Enzyme Environmental Solutions, Inc. (PINKSHEETS: EESO) turned down a buyout offer this morning after considering the company's valuation factors including current customer volume and pending negotiations as well as how it would potentially affect the shareholders who have been an integral part of the company's continued growth and success. The offer, as refused, consisted of a total purchase price consisting of .10 a share for common shareholders.

Enzyme Environmental CEO and President, Jared Hochstedler, comments, "I feel the price offered, as written, undervalues the company and I'll tell you why: We have achieved significant success in South Korea with our bacterial, garbage and odor remediation applications with our proprietary biotech. Within a week of our return we received a $12M order with other requests in negotiation. We have a lucrative, long-term agreement with our exclusive retail partner which currently supplies both licensing and manufacturing revenues that grow exponentially with our client's distributor base. We are experiencing a new level of growth in terms of prospective client inquiries domestically, by companies large and small, for garbage and hog odor remediation as well as our water treatment solutions.
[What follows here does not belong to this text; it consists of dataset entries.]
PR #535, opened 2020-07-13
Collapse a Cypress test chain.

axmb:
Missed this commit in #526.


axmb:

PR #540, opened 2020-07-13
Remove enums from the mongodb json schema in favor of strings

khmoran:
Note that these are still validated by Mongoose in the data server so this is a no-op

### DIFF
--- a/data-serving/data-service/schemas/cases.schema.json
+++ b/data-serving/data-service/schemas/cases.schema.json
@@ -58,11 +58,7 @@
             }
           },
           "sex": {
-            "enum": [
-              "Male",
-              "Female",
-              "Other"
-            ]
+            "bsonType": "string"
           },
           "profession": {
             "bsonType": "string"
@@ -127,13 +123,7 @@
             "bsonType": "string"
           },
           "geoResolution": {
-            "enum": [
-              "Point",
-              "Admin3",
-              "Admin2",
-              "Admin1",
-              "Country"
-            ]
+            "bsonType": "string"
           },
           "geometry": {
             "bsonType": "object",
@@ -197,11 +187,7 @@
             }
           },
           "status": {
-            "enum": [
-              "Asymptomatic",
-              "Presymptomatic",
-              "Symptomatic"
-            ]
+            "bsonType": "string"
           }
         }
       },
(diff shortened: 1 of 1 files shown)


khmoran:
[Allow free-form text entry for "Other" fields](https://trello.com/c/BhMc3HjT/275-allow-free-form-text-entry-for-other-fields)

data-serving/data-service/schemas/cases.schema.json
```diff
@@ -197,11 +187,7 @@
             }
           },
           "status": {
-            "enum": [
-              "Asymptomatic",
-              "Presymptomatic",
-              "Symptomatic"
-            ]
+            "bsonType": "string"
```
allysonjp715, line 190: I don't think this one will have an Other field

data-serving/data-service/schemas/cases.schema.json
```diff
@@ -127,13 +123,7 @@
...
           },
           "geoResolution": {
-            "enum": [
-              "Point",
-              "Admin3",
-              "Admin2",
-              "Admin1",
-              "Country"
-            ]
+            "bsonType": "string"
```
allysonjp715, line 126: We can keep the enum here

data-serving/data-service/schemas/cases.schema.json
```diff
@@ -255,13 +241,7 @@
...
                     },
                     "geoResolution": {
-                      "enum": [
-                        "Point",
-                        "Admin3",
-                        "Admin2",
-                        "Admin1",
-                        "Country"
-                      ]
+                      "bsonType": "string"
```
allysonjp715, line 244: Same as above

data-serving/data-service/schemas/cases.schema.json
khmoran: Per discussion documented [here](https://docs.google.com/document/d/1u0FUPZ6vG00irfPaw7CLwekWxpeE7n70WlRRnMQAi-g/edit#heading=h.rijffgfpldij), we're going to remove all enums from the schema in order to separate the schema from the data; data values will be validated at the API layer instead

data-serving/data-service/schemas/cases.schema.json
khmoran: See above

data-serving/data-service/schemas/cases.schema.json
khmoran: See above

PR #553, opened 2020-07-14
Add vertical scroll to table as opposed to window

allysonjp715:
Before:
Screen Shot 2020-07-14 at 3 51 06 PM

After:
Screen Shot 2020-07-14 at 3 51 19 PM


allysonjp715:

allysonjp715:
The cypress tests don't seem to want to use the table's built in scroll, so had to add some `{force:true}`s

allysonjp715:
> Should we make the height of the table a little larger? Now that it's fit to the window, it feels a little vertically cramped in the `After` picture.

I think it's best to fit it to the window. Otherwise there will be two scroll bars right next to each other and the pagination will be out of the initial visible window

Last but not least, I feel our share price, at current market value, is not reflective of the company's actual value and, as we continue to progress, I believe it will correct itself accordingly along the way. EESO has much on the table which hasn't even been released to the public including continued R&D on the company's GC-2000, which converts auto-residue into fuel-oil. We're learning quickly that the applications here are nearly limitless. Enzymes are powerful -- plain and simple -- and my proprietary blends and fermentation processes position us as one of the best green enzyme based cleaning product providers on the planet."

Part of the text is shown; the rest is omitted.